Automatically identifying anomalies in your data and fixing errors is one area where AI can support data quality more autonomously. AI is particularly good at identifying patterns in large data sets and can pinpoint large and small anomalies. Models can predict what data points should be and, with limited human intervention, adjust a data point that does not fit expectations. With proper training, AI can scrub data sets, find and fill in missing values, or correct inaccurate or inconsistent data. AI can also standardize data into standard formats. For example, state abbreviations can be adjusted to the traditional two-letter form, or different address formats can be standardized.

With more sophisticated training, AI can be trusted to create its own data quality rules or create metadata to better organize data. By integrating AI chatbots to work with humans, models can learn rule structures and parameters and create frameworks to govern its own processes. Similarly, AI can create metadata and documentation on its own to build richer context around data, making it more usable. One example is identifying PII data, such as a social security number in unstructured data, and tagging it as a sensitive data point.

These processes can not only save humans a lot of time, but they can reduce risk of sensitive data reaching the wrong hands while making less sensitive data more accessible to decision makers.

Monitoring your models

Even if you have done a great job of training and implementing your AI models to automate your data governance processes, humans must stay involved.

Even if your models are working well now, there is no guarantee that they will continue to perform well in the future. Things change, models drift, and biases can emerge. Mechanisms must be implemented so humans are able to monitor AI for errors and degrading performance. This might include asking an AI model for an output and comparing it to real data to see if the model produced the right answers or what we might expect the model to produce.

Structuring your strategy for optimal AI productivity

Structuring your organization for higher AI health is essential to successful strategies. It is important to put professionals closest to the data and its context in the best position to train data governance models in a central role. When training AI, the more granular the data, the better, so integrating more ways practitioners can provide feedback to models will improve performance.

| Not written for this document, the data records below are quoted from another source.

PR #5621, opened 2024-09-06
encrypt magic tokens

pjain1:
Fixes https://github.com/rilldata/rill-private-issues/issues/642


admin/server/magic_tokens.go
```diff
@@ -242,6 +242,19 @@ func magicAuthTokenToPB(tkn *database.MagicAuthTokenWithUser) (*adminv1.MagicAut
...
+			return nil, status.Error(codes.NotFound, fmt.Sprintf("project with id %s not found", tkn.ProjectID))
+		}
+		return nil, status.Error(codes.InvalidArgument, err.Error())
+	}
+
+	org, err := s.admin.DB.FindOrganization(ctx, proj.OrganizationID)
+	if err != nil {
+		return nil, status.Errorf(codes.Internal, "failed to find organization for project: %v", err.Error())
+	}
+
```
pjain1, line 257: instead of doing db queries here, we can change the find magic auth token db queries to lookup org name, org custom domain and project name by doing join 3 way join with org and project tables and also we will need to overload the `MagicAuthToken` struct with org name, customDomain and project name, so was not sure. Should we do that instead ?

admin/database/database.go
```diff
@@ -607,18 +607,20 @@ type InsertDeploymentAuthTokenOptions struct {
...
-	CreatedByUserID       *string        `db:"created_by_user_id"`
-	Attributes            map[string]any `db:"attributes"`
-	MetricsView           string         `db:"metrics_view"`
-	MetricsViewFilterJSON string         `db:"metrics_view_filter_json"`
-	MetricsViewFields     []string       `db:"metrics_view_fields"`
-	State                 string         `db:"state"`
+	ID                      string
+	SecretHash              []byte         `db:"secret_hash"`
+	TokenStr                string         `db:"token_str"`
+	TokenStrEncryptionKeyID string         `db:"token_str_encryption_key_id"`
```
begelundmuller, line 613: For consistency with `SecretHash`, I would suggest calling it `Secret` instead of `TokenStr`. Also, should it be a `[]byte` instead of a `string`?

The auth code generally uses "token" to mean a serialized access token in the form `rill_<type>_<id><secret>`, but in this case it's only the `secret` part that is being encrypted and persisted.

admin/database/postgres/postgres.go
```diff
@@ -1142,16 +1142,21 @@ func (c *connection) InsertMagicAuthToken(ctx context.Context, opts *database.In
...
+
 	res := &magicAuthTokenDTO{}
-	err := c.getDB(ctx).QueryRowxContext(ctx, `
-		INSERT INTO magic_auth_tokens (id, secret_hash, project_id, expires_on, created_by_user_id, attributes, metrics_view, metrics_view_filter_json, metrics_view_fields, state)
-		VALUES ($1, $2, $3, $4, $5, $6, $7, $8, $9, $10) RETURNING *`,
-		opts.ID, opts.SecretHash, opts.ProjectID, opts.ExpiresOn, opts.CreatedByUserID, opts.Attributes, opts.MetricsView, opts.MetricsViewFilterJSON, opts.MetricsViewFields, opts.State,
+	err = c.getDB(ctx).QueryRowxContext(ctx, `
+		INSERT INTO magic_auth_tokens (id, secret_hash, project_id, expires_on, created_by_user_id, attributes, metrics_view, metrics_view_filter_json, metrics_view_fields, state, token_str, token_str_encryption_key_id)
+		VALUES ($1, $2, $3, $4, $5, $6, $7, $8, $9, $10, $11, $12) RETURNING *`,
+		opts.ID, opts.SecretHash, opts.ProjectID, opts.ExpiresOn, opts.CreatedByUserID, opts.Attributes, opts.MetricsView, opts.MetricsViewFilterJSON, opts.MetricsViewFields, opts.State, encTknStr, encKeyID,
```
begelundmuller, line 1154: nit: add fields in the same relative order as they are defined in the `database.MagicAuthToken` type – makes auditing for correctness easier

admin/server/magic_tokens.go
begelundmuller: Since it's a relatively infrequent code path, I would just suggest doing the project/org lookup separately in the server handler, and passing them to `magicAuthTokenToPB`. For example, in `ListMagicAuthTokens` it's already doing a project lookup anyway.

proto/rill/admin/v1/api.proto
```diff
@@ -2198,6 +2198,7 @@ message MagicAuthToken {
   rill.runtime.v1.Expression metrics_view_filter = 10;
   repeated string metrics_view_fields = 11;
   string state = 12;
+  string url = 13;
```
begelundmuller, line 2201: 1. Can we move this field up above `created_on`? Since it's a key field that's always set.
2. Can we also return the token string separately here? I.e. have a separate `string token = 14;` field?

admin/database/postgres/postgres.go
```diff
@@ -1121,7 +1121,7 @@ func (c *connection) FindMagicAuthToken(ctx context.Context, id string) (*databa
 	if err != nil {
 		return nil, parseErr("magic auth token", err)
 	}
-	return res.AsModel()
+	return c.magicAuthTokenFromDTO(res)
```
begelundmuller, line 1124: Can we make fetching/decrypting the secret optional? E.g. with a bool. And not do it in `FindMagicAuthToken`, which is only used for checking a token during auth, and can just rely on the secret_hash?

admin/database/database.go
pjain1: Will change it to secret, however its a `string` because encrypt/decrypt method accepts string and return string. So thought one more conversion is unnecessary, however if we want to be consistent with `SecretHash` then can convert back to `[]byte` or change encrypt/decrypt to accept `[]byte` and return `[]byte` but then prod vars needs to be converted to []byte before encrypting, so probably should go with more frequent usage.

admin/database/postgres/postgres.go
pjain1: I can do that but wouldn't it be confusing if `FindMagicAuthToken` being used somewhere else and caller does not get secret even though its in the `MagicAuthToken` struct ? Should we create another struct ?

begelundmuller: Maybe to keep it simple, you could add `withSecret bool` as an arg to `FindMagicAuthToken`?

admin/database/database.go
begelundmuller: Since encryption outputs bytes, it feels like it makes more sense just to store those.

The prod vars just apply base64 on top of the encrypted bytes, right? So you could just have `encryptAsString` and `decryptFromString` or something like that, which wraps the `[]byte` implementation with base64. Or maybe there are simpler approaches, just an example.

begelundmuller (approved):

Aligning line-of-business professionals with IT will be essential to an effective training process. Both IT and business people can work together to improve performance. IT can test models and implement training processes to ensure optimal performance while business leaders continue to integrate feedback into their workflows. This constant training and retraining cycle will reduce risk while improving data accessibility.

As models improve, they will become more precise and capable of building greater context around data sets. With greater precision and context, this data becomes much more valuable in driving decision-making and business strategy. Those with the best strategy and decision-making will retain a competitive advantage in the marketplace.